Download Roast shoulder of lamb with preserved lemon - Jams & Preserves
Categories:Viewed: 46 - Published at: a few seconds ago

Ingredients

  • 2 garlic cloves, crushed
  • 2 tbsp parsley, roughly chopped
  • 1 tbsp coriander, chopped
  • 1 tbsp preserved lemon, chopped, or grated lemon rind
  • 1 tbsp salted capers, rinsed
  • 60g soft fresh breadcrumbs
  • 25g ground almonds
  • 2 tbsp extra virgin olive oil
  • 1 tbsp lemon juice
  • Sea salt and pepper
  • 2kg shoulder of lamb, boned
  • 3 tbsp oil
  • 1 tbsp harissa paste
  • 1 lemon

Method

Make the stuffing by combining the garlic, parsley, coriander, lemon, capers, breadcrumbs and almonds.

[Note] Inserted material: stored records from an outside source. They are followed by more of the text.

PR #2649, opened 2017-04-28
Improve web page speed using CDN and Cache-Control

punchagan:
- [ ] Copyright header
- [ ] Code formatting
- [ ] Documentation
- [ ] Change log entry


punchagan:
image

There's still some things that we can't enforce caching for, because it's served off of other domains/servers. But, this commit significantly improves on the caching.

punchagan:
The CDN usage could probably be improved to some extent, and I'll try and see how much I can get done before we freeze for the release.

punchagan:
Code in lots of pages expects `#react-typeahead` element to be available. I pushed a commit moving out react-typeahead.js from the `rsr_lib` aggregated script. 
In the (near) future, we may decide to drop this library in favor of `react-bootstrap-typeahead.js` which has a CDN version too. (See #2650)

PR #2650, opened 2017-05-03
QuickFix to make the My results filter less "sensitive"

punchagan:

- [x] Copyright header

- [x] Code formatting

- [x] Documentation

- [x] Change log entry


punchagan:
The first commit is a simple fix to use substring matches instead of fuzzy search, using the same library, to make the search less sensitive. 

I also pushed a second commit, which introduces the use of a new typeahead library - `react-bootstrap-typeahead.js`.  The `react-typeahead.js` library is used in multiple places in RSR and all those uses should be replaced with this one, if we go ahead and merge this commit.  This library seems better than the older one - more similar to the twitter typeahead library (jquery based) which we use for the project/organisation/update directory typeaheads.

PR #2673, opened 2017-05-18
Admin action to set projects complete

zzgvh:
- [x] Copyright header
- [x] Code formatting
- [ ] Documentation
- [x] Change log entry

```markdown
Admin action to mark projects as complete [#2671](https://github.com/akvo/akvo-rsr/issues/2671)
```

### DIFF
--- a/akvo/rsr/admin.py
+++ b/akvo/rsr/admin.py
@@ -33,6 +33,7 @@ from sorl.thumbnail.fields import ImageField
 from embed_video.admin import AdminVideoMixin
 import os.path
 
+from admin_actions import set_project_status_complete
 from akvo.rsr.mixins import TimestampsAdminDisplayMixin
 from akvo.utils import custom_get_or_create_country
 from akvo.rsr.fields import ValidXMLCharField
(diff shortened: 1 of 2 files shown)


punchagan:
@zzgvh I tested this feature and it looks okay to me.  Can you add a note to add to the RELEASE_NOTES ?

Also, 
1. Why do we want to set the status of projects to complete? Is there a specific reason to do this? From the RSR code, it doesn't look like completed projects don't get much special treatment. 

2. Is it okay to expose this feature without having an undo? If a project is accidentally set to complete, I don't see an easy way of going back. The `iati_status` field seems to override the `status` field in the old admin interface for the project and the project editor.

zzgvh:
1) The original reason is a request from Annabelle. There are 100+ projects for the WASH alliance and they want all of them set to complete.

2) Since it's an internal tool, to be used only by Akvo staff in the old admin, I'd say it's OK not to have an undo. But sure, you can mess things up if you're not careful.

3) The [save method](https://github.com/akvo/akvo-rsr/blob/develop/akvo/rsr/models/project.py#L457) on Project fixes this, and I thought that was actually a good idea, making sure that both status fields get updated. 

However, when you mention it, it's probably better to do it the other way around, setting the iati_status explicitly and status implicitly in save() since iati_status is what we expose. I think status is kept for legacy reasons that may not even be around anymore...

zzgvh:
Realized Project.save() isn't called when using queryset.update() 😒

punchagan:
Looks good to me. Merging.

Issue #2651, opened 2017-05-03
User management page times out when a user has many employments


punchagan:
The permissions system and the user_management view both make a huge number of queries when a user has multiple employments.  This causes the request to timeout. 

Created via Reamaze:

Link: https://akvoo.reamaze.com/admin/conversations/editor-rights

Message:
Dear Akvo team,

Over the last couple of days/weeks I tried several times to give a colleague editor rights for AKVO RSR. Apart from the system being very slow, I don’t succeed in opening the ‘user management’ tab, or, in the rare cases I succeeded, I was not able to give editor rights.  In all these cases I got the message  ‘504 gateway time-out’.

Thank you very much
Best regards,

PR #2685, opened 2017-05-22
[#2651] Don't cache groups in the code

punchagan:
Groups can be deleted and recreated -- this happens in tests, though this may
not happen in the real code.  This breaks tests because cached group ids are not
the same as the current ids of groups in the db.

Instead, check for permissions using group names.  Groups are fetched from the
DB using names, everywhere.  We therefore move to comparing employment group
name with canonical names for checking permissions.

Fixes the broken tests on develop. 

- [x] Copyright header
- [x] Code formatting
- [x] Documentation
- [x] Change log entry

### DIFF
--- a/akvo/rsr/permissions.py
+++ b/akvo/rsr/permissions.py
@@ -7,17 +7,15 @@
 import rules
 
 from django.contrib.auth import get_user_model
-from django.contrib.auth.models import Group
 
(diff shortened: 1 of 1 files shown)


punchagan:
@zzgvh This PR fixes the broken tests on develop.  Updated the code to compare group names, instead of using cached group ids when checking for permissions.

PR #8062, opened 2023-09-08
feat: move workspace name in post-pro flow

alexnm:
Closes PC-1222

Removes the step to name the workspace / create team before going to stripe.

On the pro page, when you start trial / upgrade to pro you go directly to stripe
When stripe redirects to the dashboard, you end up with `new_workspace=true` in the query string.
The modal window now has 3 steps:
image
image
image

A few style adjustments to match on all 3 screens


necoline (approved):
Love the styling changes!

danilowoz (approved):

PR #8082, opened 2023-09-20
feat: add all checkout options on the pro page

alexnm:
Deploying it on stream for testing the full flow (+stripe)

The main change is on the /pro page where the dropdown appears instead of the single CTA button. All other changes are just params passing and renames / cleanup


danilowoz (approved):
LGTM

PR #8089, opened 2023-09-27
fix(pro): Ensure /pro link does not upgrade personal accounts

alexnm:
Last two places where it was possible to go to the pro page with the personal workspaceId in the URL


tromika (approved):
yayy

PR #8097, opened 2023-09-28
fix: handling legacy  persisted tab

alexnm:


CompuIves (approved):
Makes sense! Could you also link the issues here that are fixed with "Fixes ...", so they automatically get closed when this is merged?

PR #8123, opened 2023-10-12
fix: dev server crash

alexnm:


packages/app/config/webpack.common.js
```diff
@@ -257,6 +257,12 @@ module.exports = {
         test: /\.mjs$/,
         include: /node_modules/,
         type: 'javascript/auto',
+        use: [
```
CompuIves, line 260: This one we can remove i think

CompuIves (approved):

Add the extra virgin olive oil and lemon juice, salt and pepper and mix with your hands.

Place the lamb on a board, add the stuffing, roll up firmly and tie securely.

Preheat oven to 220C. Heat 1 tbsp oil in a heavy frypan and brown the lamb on all sides then transfer to a roasting tray. Season well, bake for 30 minutes, then reduce the heat to 180C and bake for a further 50-60 mins or until tender and still pink. Rest for 15 mins.

Thin the harissa with 2 tbsp olive oil or pan juices. Cut the lamb into irregular pieces, drizzle with harissa and serve with lemon wedges.